Is this with the stock 2.25in piping? 6inch round muffler? how long is it? Where in the exhaust is it?


----------



## TrillyPop (Jan 27, 2010)

All I can recommend is to keep a resonator and at least one muffler in the system if you want a nice sound and to avoid drone.


----------



## JR Martinez (Feb 25, 2003)

was looking at the site earlier for some ecu info,

Here you go, with videos and all, 2 types of exhaust, one is touring for daily drivers.

http://www.awe-tuning.com/products/vw-1/mk6-g-j-2010/gj-25/mk6-jetta-2-5l-exhaust.html


----------



## tchilds (Nov 21, 2008)

bah the MK6 exhaust is cheaper and sounds better

go figure lol


----------



## jaja123 (Jan 17, 2011)

The magnaflow replaced the res and yes still on 2.25. My axel back causes a lot of the rush sound, without the axelback on mine it sounds smoother.


----------



## DerekH (Sep 4, 2010)

jaja123 said:


> The magnaflow replaced the res and yes still on 2.25. My axel back causes a lot of the rush sound, without the axelback on mine it sounds smoother.


Sweet, thank. So its like a 14 inch or so? ill probably do something similar but get a GTI exhaust and have the mufflers removed and replaced with one of those. I figure i could get a 2.5 inch exhaust on my car for less than 300 bucks.


----------



## Laser04 (May 25, 2006)

tchilds said:


> borla! all grunt, no rasp, perfect tone, multiple options to get sound you are looking for instead of just different sizes.
> 
> /end


Yep.

//end


----------



## nothing-leaves-stock (Mar 1, 2005)

borla's are crap. they break welds and crack inside.
i stopped using them years ago.

maganflow is all we use now...no problems


----------



## thygreyt (Jun 7, 2009)

do yourself a favor, and go magnaflow!


----------



## tchilds (Nov 21, 2008)

nothing-leaves-stock said:


> borla's are crap. they break welds and crack inside.
> i stopped using them years ago.
> 
> maganflow is all we use now...no problems


Wow really?
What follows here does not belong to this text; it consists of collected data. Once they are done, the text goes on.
PR #1632, opened 2024-09-25
`LaplaceOrdering`: avoid spiky CPU utilization

### LINKED ISSUE #1631: `LaplaceOrdering` interacts badly w/ MultiProcDataset
I'm observing the following behavior in training, where I use the postprocessing dataset for speed perturbation and segment concatenation, followed by laplace ordering:

- The MP worker tries to buffer 10 segments into its internal small buffer
- The laplace iterator kicks in, fills its huge buffer w/ 1000 segments, and sorts them by length
- The MP worker then gradually pulls from that buffer, leading to almost no work being done in the subprocesses in the mean time
- Eventually the large buffer is empty, and the laplace ordering iterator attempts to fill it again
- This takes a while and maxes out the CPU on the worker processes
- In particularly, this blocks the training until the laplace buffer is full again

It would be better if the subprocesses would gradually chew through their work to avoid blocking the training. This requires a change to the laplace iterator: it needs to gradually fill the next buffer while depleting/yielding the current one. This means the work of the sub iterators can overlap w/ the work of the trainer process, leading to more efficient training.

NeoLegends:
Closes #1631

### DIFF
--- a/returnn/datasets/postprocessing.py
+++ b/returnn/datasets/postprocessing.py
@@ -323,7 +323,7 @@ class LaplaceOrdering(Callable[[Iterator[TensorDict]], Iterator[TensorDict]]):
                     has_ended = True
 
             if len(seq_buffer) < self.num_seqs_per_bin:
-                assert has_ended
+                assert has_ended and not next_seq_buffer
                 break
 
             is_down_phase = not is_down_phase
--- a/returnn/datasets/postprocessing.py
+++ b/returnn/datasets/postprocessing.py
@@ -304,15 +304,30 @@ class LaplaceOrdering(Callable[[Iterator[TensorDict]], Iterator[TensorDict]]):
         iterator = iter(iterator)
         is_down_phase = False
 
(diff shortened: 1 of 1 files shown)


NeoLegends:
I've ran a test, the training is no longer being blocked by spiky CPU usage, it's much more even now.

returnn/datasets/postprocessing.py
```diff
@@ -304,16 +304,31 @@ def __call__(self, iterator: Iterator[TensorDict], **kwargs) -> Iterator[TensorD
...
+                yield item
+
+                try:
+                    if not has_ended:
+                        next_seq_buffer.append(next(iterator))
+                except StopIteration:
+                    has_ended = True
 
             if len(seq_buffer) < self.num_seqs_per_bin:
+                assert has_ended
```
albertz, line 326:
```suggestion
                assert has_ended and not next_seq_buffer
```

albertz (approved):

PR #1646, opened 2024-11-13
`MPDataset`: make compatible with being wrapped in `PPDataset`

NeoLegends:
This PR makes wrapping a MultiProcDataset into a PPDataset possible

Previously the least you'd get is this crash:

```
EXCEPTION
  File "/[...]/work/i6_core/tools/git/CloneGitRepositoryJob.L2lZBnhLY2SW/output/returnn/rnn.py", line 11, in <module>
    line: main()
    locals:
      main = <local> <function main at 0x7f8117bb7010>
  File "/[...]/recipe/returnn/returnn/__main__.py", line 740, in main
    line: init(command_line_options=argv[1:])
    locals:
      init = <global> <function init at 0x7f8117bb6d40>
      command_line_options = <not found>
      argv = <local> ['/[...]/work/i6_core/tools/git/CloneGitRepositoryJob.L2lZBnhLY2SW/output/returnn/rnn.py', '/[...]/work/i6_core/returnn/training/ReturnnTrainingJob.v52PWHM5t44W/output/returnn.config'], _[0]: {len = 129}
  File "/[...]/recipe/returnn/returnn/__main__.py", line 486, in init
    line: init_data()
    locals:
      init_data = <global> <function init_data at 0x7f8117bb69e0>
  File "/[...]/recipe/returnn/returnn/__main__.py", line 218, in init_data
    line: train_data, extra_train = load_data(config, train_cache_bytes, "train")
    locals:
      train_data = <global> None
      extra_train = <not found>
      load_data = <global> <function load_data at 0x7f8117bb6950>
      config = <global> <returnn.config.Config object at 0x7f8117b8bf10>
      train_cache_bytes = <local> 1513975971841
  File "/[...]/recipe/returnn/returnn/__main__.py", line 190, in load_data
    line: data = init_dataset(kwargs)
    locals:
      data = <not found>
      init_dataset = <global> <function init_dataset at 0x7f8117b7f640>
      kwargs = <local> {'name': 'train', 'class': 'PostprocessingDataset', 'dataset': {'buffer_size': 100, 'class': 'MultiProcDataset', 'dataset': {'class': 'PostprocessingDataset', 'dataset': {'audio': {'features': 'raw', 'peak_normalization': True, 'pre_process': None, 'preemphasis': None, 'sample_rate': 8000}, 'clas..., len = 6
  File "/[...]/recipe/returnn/returnn/datasets/basic.py", line 1496, in init_dataset
    line: obj = clazz(**kwargs)
    locals:
      obj = <not found>
      clazz = <local> <class 'returnn.datasets.postprocessing.PostprocessingDataset'>
      kwargs = <local> {'name': 'train', 'dataset': {'buffer_size': 100, 'class': 'MultiProcDataset', 'dataset': {'class': 'PostprocessingDataset', 'dataset': {'audio': {'features': 'raw', 'peak_normalization': True, 'pre_process': None, 'preemphasis': None, 'sample_rate': 8000}, 'class': 'OggZipDataset', 'epoch_wise_f...
  File "/[...]/recipe/returnn/returnn/datasets/postprocessing.py", line 138, in PostprocessingDataset.__init__
    line: {name: self._make_tensor_template_from_input(name) for name in self._dataset.get_data_keys()}
    locals:
      name = <not found>
      self = <local> <PostprocessingDataset 'train' epoch=None>
      self._make_tensor_template_from_input = <local> <bound method PostprocessingDataset._make_tensor_template_from_input of <PostprocessingDataset 'train' epoch=None>>
      self._dataset = <local> <MultiProcDataset 'dataset_id140187802594336' epoch=None>
      self._dataset.get_data_keys = <local> <bound method CachedDataset2.get_data_keys of <MultiProcDataset 'dataset_id140187802594336' epoch=None>>
  File "/[...]/recipe/returnn/returnn/datasets/cached2.py", line 218, in CachedDataset2.get_data_keys
    line: self._load_something()
    locals:
      self = <local> <MultiProcDataset 'dataset_id140187802594336' epoch=None>
      self._load_something = <local> <bound method CachedDataset2._load_something of <MultiProcDataset 'dataset_id140187802594336' epoch=None>>
  File "/[...]/recipe/returnn/returnn/datasets/cached2.py", line 172, in CachedDataset2._load_something
    line: assert self.added_data, f"{self}: _load_something: could not load anything"
    locals:
      self = <local> <MultiProcDataset 'dataset_id140187802594336' epoch=None>
      self.added_data = <local> []
AssertionError: <MultiProcDataset 'dataset_id140187802594336' epoch=None>: _load_something: could not load anything
```

### DIFF
--- a/returnn/datasets/multi_proc.py
+++ b/returnn/datasets/multi_proc.py
@@ -461,7 +461,7 @@ class MultiProcDataset(CachedDataset2):
         """data keys"""
         if self._data_keys is None:
             self._lazy_init()
-            assert self._data_keys  is not None
+            assert self._data_keys is not None
         return self._data_keys
 
     def get_data_dtype(self, key: str):
--- a/returnn/datasets/multi_proc.py
+++ b/returnn/datasets/multi_proc.py
@@ -66,6 +66,7 @@ class MultiProcDataset(CachedDataset2):
             )
         self._sharding_method = sharding_method
         self._data_keys = None
+        self._data_dtypes: Optional[Dict[str, str]] = None
         self._num_seqs = None
         self._total_num_seqs = None
         self._all_tags = None
@@ -83,6 +84,8 @@ class MultiProcDataset(CachedDataset2):
             self.num_outputs = _meta_info_cache["num_outputs"]
             self._total_num_seqs = _meta_info_cache["total_num_seqs"]
             self.labels = _meta_info_cache["labels"]
+            self._data_keys = _meta_info_cache["data_keys"]
+            self._data_dtypes = _meta_info_cache["data_dtypes"]
 
     def initialize(self):
         """init"""
@@ -100,6 +103,8 @@ class MultiProcDataset(CachedDataset2):
             "labels": self.labels,
             "total_num_seqs": self._total_num_seqs,
             "all_tags": self._all_tags,
+            "data_keys": self._data_keys,
+            "data_dtypes": self._data_dtypes,
         }
 
     def _lazy_init(self):
@@ -176,6 +181,10 @@ class MultiProcDataset(CachedDataset2):
         assert msg == "num_outputs"
         msg, self.labels = self._seq_order_proc_parent_conn.recv()
         assert msg == "labels"
+        msg, self._data_keys = self._seq_order_proc_parent_conn.recv()
+        assert msg == "data_keys"
+        msg, self._data_dtypes = self._seq_order_proc_parent_conn.recv()
+        assert msg == "data_dtypes"
 
     def __del__(self):
         if self._worker_procs:
@@ -282,6 +291,9 @@ class MultiProcDataset(CachedDataset2):
                     parent_conn.send(("num_inputs", dataset.num_inputs))
                     parent_conn.send(("num_outputs", dataset.num_outputs))
                     parent_conn.send(("labels", dataset.labels))
+                    data_keys = dataset.get_data_keys()
+                    parent_conn.send(("data_keys", data_keys))
+                    parent_conn.send(("data_dtypes", {k: dataset.get_data_dtype(k) for k in data_keys}))
                 elif msg == "get_total_num_seqs":
                     assert dataset
                     try:
@@ -444,3 +456,24 @@ class MultiProcDataset(CachedDataset2):
         super().finish_epoch(free_resources=free_resources)
         for worker_parent_conn in self._worker_parent_conns:
             worker_parent_conn.send(("finish_epoch", {"free_resources": free_resources}))
+
+    def get_data_keys(self) -> List[str]:
+        """data keys"""
+        if self._data_keys is None:
+            self._lazy_init()
+            assert self._data_keys  is not None
+        return self._data_keys
+
+    def get_data_dtype(self, key: str):
+        """:return: dtype of `key`"""
+        if self._data_dtypes is None:
+            self._lazy_init()
+            assert self._data_dtype is not None
+        return self._data_dtypes[key]
+
+    def is_data_sparse(self, key: str):
+        """:return: whether `key` is sparse"""
+        if self.num_outputs is None:
+            self._lazy_init()
+            assert self.num_outputs is not None
+        return super().is_data_sparse(key)
--- a/returnn/datasets/multi_proc.py
+++ b/returnn/datasets/multi_proc.py
@@ -181,6 +181,15 @@ class MultiProcDataset(CachedDataset2):
         assert msg == "num_outputs"
         msg, self.labels = self._seq_order_proc_parent_conn.recv()
         assert msg == "labels"
+
+    def _lazy_init_data_keys_and_dtypes(self):
+        if self._data_keys is not None:
+            assert self._data_dtypes is not None
+            return
+
+        self._lazy_init()  # indempotent, will not run twice if not needed
+
+        self._seq_order_proc_parent_conn.send(("get_data_keys_and_dtypes", {}))
         msg, self._data_keys = self._seq_order_proc_parent_conn.recv()
         assert msg == "data_keys"
         msg, self._data_dtypes = self._seq_order_proc_parent_conn.recv()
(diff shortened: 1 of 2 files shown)


returnn/datasets/postprocessing.py
```diff
@@ -155,7 +155,7 @@ def __init__(
         for k, t in self._out_tensor_dict_template.data.items():
             if t.vocab:
                 self.labels[k] = t.vocab.labels
-            elif t.sparse_dim:  # sparse_dim but not vocab
+            elif t.sparse_dim and t.sparse_dim.dimension is not None:  # sparse_dim but not vocab
```
albertz, line 158: I don't understand this. You would never have a sparse_dim with `sparse_dim.dimension == None`.

returnn/datasets/multi_proc.py
```diff
@@ -444,3 +456,24 @@ def finish_epoch(self, *, free_resources: bool = False):
...
             worker_parent_conn.send(("finish_epoch", {"free_resources": free_resources}))
+
+    def get_data_keys(self) -> List[str]:
+        """data keys"""
+        if self._data_keys is None:
+            self._lazy_init()
+            assert self._data_keys is not None
+        return self._data_keys
+
+    def get_data_dtype(self, key: str):
```
albertz, line 467:
```suggestion
    def get_data_dtype(self, key: str) -> str:
```

returnn/datasets/multi_proc.py
```diff
@@ -444,3 +456,24 @@ def finish_epoch(self, *, free_resources: bool = False):
...
+        """:return: dtype of `key`"""
+        if self._data_dtypes is None:
+            self._lazy_init()
+            assert self._data_dtype is not None
+        return self._data_dtypes[key]
+
+    def is_data_sparse(self, key: str):
```
albertz, line 474:
```suggestion
    def is_data_sparse(self, key: str) -> bool:
```

returnn/datasets/postprocessing.py
NeoLegends: Then the dim construction in the PP Dataset from the underlying dataset's data info has a bug. I ran into this as error on a dim by the dataset as part of `_out_tensor_dict_template`. Let me see if I can improve things...

returnn/datasets/multi_proc.py
```diff
@@ -282,6 +291,9 @@ def _get(seq_idx: int) -> Optional[DatasetSeq]:
                     parent_conn.send(("num_inputs", dataset.num_inputs))
                     parent_conn.send(("num_outputs", dataset.num_outputs))
                     parent_conn.send(("labels", dataset.labels))
+                    data_keys = dataset.get_data_keys()
+                    parent_conn.send(("data_keys", data_keys))
+                    parent_conn.send(("data_dtypes", {k: dataset.get_data_dtype(k) for k in data_keys}))
```
albertz, line 296: Same for `get_data_dtype`.

albertz (changes requested):
See my comments, specifically about `get_data_keys`/`get_data_dtype`. Those must be done lazily.

returnn/datasets/postprocessing.py
albertz: Yes that's possible. How does your `sparse_dim` look like? And where does it come from?

NeoLegends: No wait, this carries raw UTF-8 bytes and has a well-known dimension. This is a bug in PPDataset then.

NeoLegends: Yeah, it was the orth in OggZipDataset. No bug in PPDataset.

returnn/datasets/multi_proc.py
```diff
@@ -298,6 +316,11 @@ def _get(seq_idx: int) -> Optional[DatasetSeq]:
                     except NotImplementedError as exc:
                         all_tags = NotImplementedError(f"{exc} in {dataset}")
                     parent_conn.send(("all_tags", all_tags))
+                elif msg == "get_data_keys_and_dtypes":
```
albertz, line 319: Why do you have made this a combined getter? This looks a bit weird to me.

albertz: Also, I don't really see any advantage of this, but then, there are several disadvantages:
* it is inconsistent to the remaining code
* there could be cases where you only need one of them but not both, and the other one would add maybe some non-trivial overhead. e.g. maybe get_data_keys is still efficient for some dataset, but now it will also trigger get_data_dtype which is slow

returnn/datasets/postprocessing.py
albertz: So then undo the change here?

albertz: And also, fix it in `OggZipDataset`?

albertz: Also, again the question: Where does it come from? We should never even allow to construct a `sparse_dim` with unknown dim here.

NeoLegends: `OggZipDataset.get_data_shape("orth") -> []` and `OggZipDataset.is_data_sparse("orth") -> false` lead to the only dim being the batch dim created in the line `dims = [Dim(dimension=None, ...)]`:

```python
def _make_tensor_template_from_input(self, data_key: str) -> Tensor:
    dtype = self._dataset.get_data_dtype(data_key)
    if dtype == "string":
        dims = []
    else:
        feature_dims = [
            Dim(dimension=dim, name=f"{data_key}_dim{i + 1}")
            for i, dim in enumerate(self._dataset.get_data_shape(data_key))
        ]
        dims = [Dim(dimension=None, name=f"{data_key}_frame"), *feature_dims]
    sparse_dim = None
    if self._dataset.is_data_sparse(data_key):
        sparse_dim = Dim(dimension=self._dataset.get_data_dim(data_key), name=f"{data_key}_sparse")
        if data_key in self._dataset.labels:
            sparse_dim.vocab = Vocabulary.create_vocab_from_labels(self._dataset.labels[data_key])
```

So we never constructed a sparse Dim with `dimension=None`. The bug in OggZipDataset is fixed in master already.

returnn/datasets/multi_proc.py
NeoLegends: I made this a combined getter because you need to call one to compute the other, and then it made more sense to me to always do both at the same time. But I can also split this up since we usually cache the information returned from the getters, which means calling `get_data_keys` twice should usually be not much slower than calling it once.

albertz (approved):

They've never let anybody I know down, and they're literally melting them at 180mph. The warranty on them is good too 

Oh well who knows I still think the borla on the 5 cyl and vr6 is hands down best sounding. If they fall apart on me then I will agree with you but for now, agree to disagree


----------



## tchilds (Nov 21, 2008)

thygreyt said:


> do yourself a favor, and go magnaflow!



Bwahahaa, this is headers, mounts, wrapped, custom build, magnaflow. I would reproduce your setup in a heart beat though bro :heart: (with a magnaflow)


----------



## nothing-leaves-stock (Mar 1, 2005)

tchilds said:


> Wow really? They've never let anybody I know down, and they're literally melting them at 180mph. The warranty on them is good too
> 
> Oh well who knows I still think the borla on the 5 cyl and vr6 is hands down best sounding. If they fall apart on me then I will agree with you but for now, agree to disagree


yup. they flex A LOT. yes, they sound great, i agree. BUT the frame design is weak and flexes. we have swapped out a bunch of borlas and installed magnaflows. the MF can design is solid and hard core built. they are a BIT heavier but not enough to cry about. we used borla for a few years at 1st but had to replace 20% of them....NEVER a magnaflow.


----------



## thygreyt (Jun 7, 2009)

lol, i just wanted to say, many of the "exhaust systems" use crappy mufflers, with sidewalls as thin as a sheet of paper...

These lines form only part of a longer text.